За год, что я проучился в Высшей офицерской кавалерийской школе, мне приходилось вместе с другими слушателями принимать участие в соревнованиях. Участвовал в рубке лозы, иногда прыгал. Хорошей лошади-прыгуна у меня не было, приходилось брать лошадь из числа тех на которых мы, слушатели ездили.
Рискнуть попросить дать мне лошадь одного из мастеров я не осмелился. Не хотелось получить отказ. Понимал: не доверят мне, начинающему спортсмену коня.
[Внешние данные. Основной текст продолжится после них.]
Issue #167, opened 2026-04-27
OAuth tests P0: callback state security (CSRF, replay, cross-tenant)


rmorlok:
Parent: #159
Phase: 1 (P0)
Spec: #159 scenario 4
Blocked by: #162

## Cases

- Missing \`state\`.
- Unknown \`state\`.
- Tampered \`state\`.
- Replayed \`state\`.
- Valid state for a different user.
- Valid state for a different tenant/workspace.
- Valid state for a different integration connection.

## Verify

- Callback is rejected.
- Authorization code is not exchanged.
- Tokens are not stored.
- Credentials are not attached to the wrong user, tenant, or connection.
- Suspicious callback is logged without sensitive values.

## Observability

- \`oauth callback rejected\` events with category metadata.

rmorlok:
## Test approach: mixed

This scenario has both interactive and non-interactive legs. Decide per case:

- If the case hinges on user interaction (consent, login, callback navigation), drive it through the marketplace UI with chromedp (see [`integration_tests/oauth2/standard_flow_test.go`](https://github.com/rmorlok/authproxy2/blob/main/integration_tests/oauth2/standard_flow_test.go)).
- If the case hinges on programmatic tampering or token-endpoint behavior, use the go-oauth2-server `/test/*` control plane. A real session cookie can be seeded via chromedp once and reused for follow-on programmatic requests.

rmorlok:
All 7 cases covered by the merged PR series:

- Missing / unknown / tampered / replayed state — #215
- Valid state for a different user (cross-actor) — #216
- Valid state for a different tenant/workspace (cross-namespace) — #226
- Valid state for a different integration connection (cross-connection) — #226

Each case has a structured `oauth callback rejected` event with category metadata, and tests assert callback rejection, no token exchange, no token persisted, and no connection mutation.

Defense-in-depth namespace guards (`namespace_mismatch_actor` / `namespace_mismatch_connection`) are exercised via synthetic state-envelope injection in #226.

PR #213, opened 2026-05-03
Bind OAuth2 state to namespace and encrypt Redis payload

rmorlok:
## Summary
- Adds a `Namespace` field to the OAuth2 round-trip `state` and validates it on callback against both the inbound actor's namespace and the target connection's namespace, closing the cross-tenant replay/forgery vector.
- Replaces the plain-JSON Redis payload with an AES-GCM AEAD blob (encrypted via the global key, stored in `<ekv_id>:<base64>` form). Tampering with the Redis value now fails authentication on decrypt rather than producing a forged state — closes the manual-Redis-mutation attack vector.
- Routes `RecordCancelSessionAfterAuth` and `saveStateToRedis` through a single `writeStateToRedis` helper so the encrypted-write path is never bypassed.

This is PR 2 of the #167 workstream.

## Test plan
- [x] `go test ./internal/auth_methods/oauth2/...` — five new unit tests cover round-trip with namespace, ciphertext-not-plaintext, AEAD tamper rejection, actor-namespace mismatch, connection-namespace mismatch.
- [x] `go test ./...` — full suite passes.
- [x] `./scripts/preflight.sh` — passes.
- [ ] Integration tests on PR (CI).

### DIFF
--- a/internal/auth_methods/oauth2/state.go
+++ b/internal/auth_methods/oauth2/state.go
@@ -2,7 +2,6 @@ package oauth2
 
 import (
 	"context"
-	"encoding"
 	"encoding/json"
 	"errors"
 	"fmt"
@@ -15,6 +14,7 @@ import (
 	"github.com/rmorlok/authproxy/internal/config"
 	coreIface "github.com/rmorlok/authproxy/internal/core/iface"
 	"github.com/rmorlok/authproxy/internal/database"
+	"github.com/rmorlok/authproxy/internal/encfield"
 	"github.com/rmorlok/authproxy/internal/encrypt"
 	"github.com/rmorlok/authproxy/internal/httpf"
 	sconfig "github.com/rmorlok/authproxy/internal/schema/config"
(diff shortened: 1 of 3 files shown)


internal/auth_methods/oauth2/state.go
```diff
@@ -31,20 +32,53 @@ type state struct {
 	ExpiresAt              time.Time `json:"expires_at"`
 }
 
-func (s *state) MarshalBinary() ([]byte, error) {
-	return json.Marshal(s)
+func (s *state) IsValid() bool {
+	return s.ActorId != apid.Nil && s.ConnectorId != apid.Nil && s.ConnectionId != apid.Nil && !s.ExpiresAt.IsZero()
```
rmorlok: Shouldn't this also be requiring the namespace to be present?

rmorlok: Good catch — empty namespace is never legitimate (`ValidateNamespacePath` rejects `""`), so leaving it permissive in `IsValid` would let a forged/malformed state through whenever the caller's namespace also happened to be empty. Pushed b3ab731 to require it, with a test covering the empty-state case.

PR #215, opened 2026-05-05
Add OAuth2 callback state security integration tests (#167)

rmorlok:
## Summary

Direct-HTTP rejection tests for the four state-validation scenarios from #167:

- `TestCallbackRejection_MissingState` — no `state` param → category `missing_state`
- `TestCallbackRejection_UnknownState` — bogus apid never persisted → category `unknown_state`
- `TestCallbackRejection_TamperedState` — Redis ciphertext flipped post-`_initiate` → category `tampered_state` (AEAD authentication fails)
- `TestCallbackRejection_ReplayedState` — state consumed by a successful callback, then redelivered → category `unknown_state`

Every test asserts: 302 lands on `error_pages.internal_error`, exactly one `oauth callback rejected` event with the right category, no token row, and zero `/token` calls observed at the provider.

Adds two helpers to support these:
- `helpers.LogCapture` — buffered JSON slog sink swapped in before the dependency manager builds its cached logger, so every derived logger flows through it.
- `env.ForgeOAuth2CallbackURL(state, code)` — builds the kind of callback URL a real browser would never produce (missing/unknown/tampered/replayed state).

Why direct HTTP (not chromedp) for these four cases is documented in `callback_state_security_test.md`. The cross-actor, cross-tenant, and cross-connection cases (5–7 in #167) are PR 4 / PR 5.

Builds on #214 (rejection event emission) and #213 (namespace binding + AES-GCM Redis encryption).

## Test plan

- [x] `go test -tags integration -run TestCallbackRejection ./oauth2/...` — all four pass (1.5s)
- [x] `./scripts/preflight.sh` clean

### DIFF
--- a/integration_tests/helpers/log_capture.go
+++ b/integration_tests/helpers/log_capture.go
@@ -1,0 +1,109 @@
+package helpers
+
+import (
+	"bytes"
+	"encoding/json"
+	"log/slog"
+	"sync"
+	"testing"
+
+	sconfig "github.com/rmorlok/authproxy/internal/schema/config"
+)
+
+// LogCapture is a thread-safe sink for slog records emitted during a test.
+// It plugs into the integration test environment via SetupOptions.LogCapture,
+// replacing the configured logging block with a JSON handler that writes
+// into an in-memory buffer the test can inspect after the fact.
+//
+// Tests use this to assert on observability events the production code
+// emits — e.g., the "oauth callback rejected" events from PR 1 (#214).
+// The capture sits at the root logger level, so any descendant logger
+// (per-service, per-component, per-connection) routes through it.
+type LogCapture struct {
+	mu     sync.Mutex
+	buf    bytes.Buffer
+	level  slog.Level
+	logger *slog.Logger
+}
+
+// NewLogCapture builds a capture that records every record at Debug or
+// above. Tests filter by level/category/etc. when reading.
+func NewLogCapture() *LogCapture {
+	c := &LogCapture{level: slog.LevelDebug}
+	return c
+}
+
+// Records returns every captured record as a parsed map. Each call rescans
+// the entire buffer — cheap relative to the rest of an integration test
+// and preserves the simplest possible API.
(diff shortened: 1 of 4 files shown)


integration_tests/helpers/log_capture.go
```diff
@@ -0,0 +1,109 @@
...
+			t.Fatalf("LogCapture: failed to decode record: %v", err)
+		}
+		records = append(records, rec)
+	}
+	return records
+}
+
+// RejectionEvents returns just the "oauth callback rejected" events. The
+// message string is the public contract from PR 1 — alerts and tests both
+// key off it.
```
rmorlok: This is a generic helper method in the integration test suite. The comment shouldn't be referring to specific requirements.

integration_tests/helpers/log_capture.go
```diff
@@ -0,0 +1,109 @@
...
+func (c *LogCapture) RejectionEvents(t *testing.T) []map[string]any {
+	t.Helper()
+	out := []map[string]any{}
+	for _, r := range c.Records(t) {
+		if r["msg"] == "oauth callback rejected" {
```
rmorlok: Instead of hardcoding this, let's generalize this method to be a generic helper. It should take a string of what the message should be, and callers could use it with the appropriate message (which might be stored as a constant or something for the tests).

integration_tests/helpers/log_capture.go
rmorlok: Removed the oauth-specific references from the LogCapture doc comments and from the SetupOptions.LogCapture field comment in setup.go — both are now framed as generic integration-test helpers.

integration_tests/helpers/log_capture.go
rmorlok: Renamed RejectionEvents → RecordsWithMessage(t, msg) so the helper takes the message string as a parameter. The oauth2 test file now defines a local rejectionEventMessage constant and passes it in, keeping LogCapture domain-agnostic.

Видя мое настойчивое желание понять все тонкости искусства конного спорта, маститые спортсмены обратили на меня внимание и часто со мной беседовали, делясь своим опытом. Во время занятий ко мне особенно приглядывался Николай Александрович Ситько. Он интересовался моей спортивной жизнью и очень смеялся, когда я рассказал ему о своем малоудачном выступлении в группе фигурной езды.
- А мне кажется, - неожиданно проговорил он, - вы прирожденный наездник по высшей школе верховой езды.
Я удивленно поглядел на него и про себя подумал: "И таким мастерам, как ты свойственно ошибаться" А вслух сказал:
- Нет, меня влечет к себе конкур, троеборье. Я молод, силен, думаю, что и смелости у меня хватит, чтобы стать хорошим прыгуном. Это моя мечта еще с юности.
- Посмотрим, посмотрим, - загадочно проговорил Николай Александрович.
"И смотреть нечего,- упрямо подумал я.- Высшая школа верховой езды меня никак не привлекает. То ли дело прыгать и рубить!".
По окончании Высшей офицерской кавалерийской школы меня направили работать в Тамбовское кавалерийское училище, в город Кирсанов, командиром курсового подразделения.
В училище среди офицерско-преподавательского состава были хорошие спортсмены: Василий Николаевич Тихонов, начальник цикла конного дела Василий Алексеевич Лобачев, майор Второв - преподаватель конного дела и, наконец, ставший моим лучшим другом Николай Сова.